You will provide project feedback to two of your peers, according to the peer review guidelines.
Your project repository on GitHub should contain the following:
- Project paper: any format (PDF, Markdown, etc.)
- Presentation slides: any format except for Keynote (PDF, PowerPoint, Google Slides, IPython Notebook, etc.)
- Code: commented Python scripts, and any other code you used in the project
- Visualizations: integrated into your paper and/or slides
- Data: data files in "raw" or "processed" format
- Data dictionary (aka "code book"): description of each variable, including units
- Please submit a link to your repository (with slides) by 6pm on the day you are presenting.
- Regardless of which day you are presenting, your repository should also contain the other required project components by 6pm on the last day of class.
- You will have exactly 20 minutes to present, followed by 10 minutes of questions. Practice your presentation and time yourself!

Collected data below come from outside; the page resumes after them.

Issue #914, opened 2024-11-24
Fonts decrease in size as resolution increases


royfalk:
Game font size is fixed. As the resolution increased, the font decreased.

royfalk:
That's great news. Do you mean the main menu? (Campaign, Load, ...) ?

evertvorster:
Yes, the main menu seems to have a fixed spacing between text lines, rather than adjusting the spacing between lines based on the height of the font. 

However, the rest of the game has no such restriction, and the Base computer interface looks perfect, as does the HUD. 

I would say that for screen heights less than around 800, bitmap fonts are the way to go, and for higher resolutions, vector fonts are recommended, and the height of the font should be some function of the total vertical resolution to keep the text readable. 

Towards the end of vegastrike.config, you can see lines like:
```
<!-- #1280x800
  <var name="base_max_width__betternot" value="1067"/>
  <var name="base_max_height__betternot" value="800"/>
        <var name="x_resolution" value="1280"/>
        <var name="y_resolution" value="800"/>
  <var name="aspect" value="1.6"/>
  <var name="font_point" value="12"/>
#end -->
```

Smaller than 1280 x 800, all font_point values are 10. 
From 1280 x 800 and up the font_point value is gently increased with increasing vertical resolution.

evertvorster:
Hi there, @royfalk 

After a bit of a hiatus, I now have some time to do game testing again. My computer has been completely re-installed, and I have a new home directory, with no .vegastrike directory from olden times. 
To test my system, I installed vegastrike-git and vegastrike-engine-git from git master branches into my system. 

With the first game test that I tried to run on this machine, I am running into a few problems. 
It seems that the game engine makes .vegastrike in my home directory, as it should, but vegasettings crashes as soon as I try to set any variable. #1145 This of course means that I don't get a vegastrike.config file in ~/.vegastrike anymore. 

No matter, I thought, we are trying to move away from using vegastrike.config in any case. 

So, I modified /usr/share/vegastrike/config.json to start the game on my external monitor "Screen 2". It is a 4K monitor, so I set the resolution to 3840x2160. 

When launching the game, the fonts are too small to read, all over the game. When starting a new campaign, in the bases, on the HUD and in the base computer. 

So I started looking in /usr/share/vegastrike/config.json for some relief. There is a "font_point" variable that I set to 32, but still the font stayed tiny. 

[...]

Issue #195, opened 2020-07-25
In-Game Font Size Still Too Small Under Certain Circumstances


stephengtuggy:

evertvorster:
There is a fix for this that I put into Assets-Master, where the config file adjusts the text size based on screen resolution.

stephengtuggy:
@evertvorster Yes, but I think this is after your fix.

The font size is fine in windowed mode, near-4K resolution. And in full-screen 4K, the line spacing looks like the font should be about size 32. But it isn't. It's more like size 10.

evertvorster:
@stephengtuggy if the font size is about 10 in the higher resolutions, then you might have to replace your config file with the one from Assets-Production. Since the config file in your home directory is not automatically updated when a new one hits the repos, it still needs to be manually replaced.

I will of course test it all again and come back to you.

stephengtuggy:
I may have been mistaken about the circumstances under which this occurs. It might be that what makes the difference is whether you choose Bitmap or Vector fonts in vegasettings.

With vector fonts, it works. With bitmap fonts, it may not. But I'm still not sure I've figured out what the correlation is.

evertvorster:
@stephengtuggy we all agree that the fonts in game need to be bigger for higher resolutions. The font size specified in the config file works throughout the game, in that it makes the fonts bigger. 

The only place where the line spacing does not follow the font size is in the game loading screen, where you pick your save file. This is very annoying, and it is also what triggered me to look into the alternate startup, where you "wake up" in a cabin then load your save game with the game computer. 

We could conceivably make the font size a settable thing apart from the resolution, but the implementation here seems more simple. 

I have tried with vector and bitmap fonts, and the font sizes have been checked on my system to look visually the most similar to the really small resolutions that this game started out on.

BenjamenMeyer:
@evertvorster @stephengtuggy is this an issue in the engine itself? or just the assets? If the assets then we need to move the issue to Asset Masters.

stephengtuggy:
@BenjamenMeyer I'm not sure. Needs further investigation.

evertvorster:
This issue is also discussed in #671

stephengtuggy:
Hopefully this can be addressed as part of moving to Dear ImGui.

SGD1953:
@stephengtuggy can this be closed?

royfalk:
Checked GUI in main menu. 
Issue appears to be fixed.
Closing.

Issue #482, opened 2021-06-28
Adoption of Google code style and lint tool


royfalk:
At present we are not aligned to a specific style. The style currently recommended (linux kernel) is C and not C++.
I suggest we align with Google C++. I have no specific preference for it, except that it comes with a linter that supposedly identifies issues. Looking a few years into the future, it would be nice to enforce this at the PR level.

I suggest we discuss this here or in a dedicated room at gitter and then vote.

BenjamenMeyer:
I'm all for finding a linter that can enforce our coding style and would love to see that as part of the PR gates too, along with a script that can run it locally so devs can easily check it prior to submitting PRs. Let's resolve #481  and #483 first, then we can find a tool for this that matches those decisions.

That said, I've always had trouble finding one that works well for C and C++.

royfalk:
That's why I keep promoting Google's style. They wrote a linter for it. In theory, we can hack it to check for another style, but life is too short.

stephengtuggy:
@royfalk I agree with this proposal 100%.

stephengtuggy:
"Life is too short" -- yes, indeed

stephengtuggy:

- Your presentation should start with a recap of the key information from the previous presentation (including your project question), but you should spend the majority of your presentation discussing what has happened since then.
- If your presentation is too long, focus it around the most interesting aspects of your project, rather than trying to include every last detail.
- Tell your story in an engaging fashion.
- You are welcome to invite your friends and family members to attend.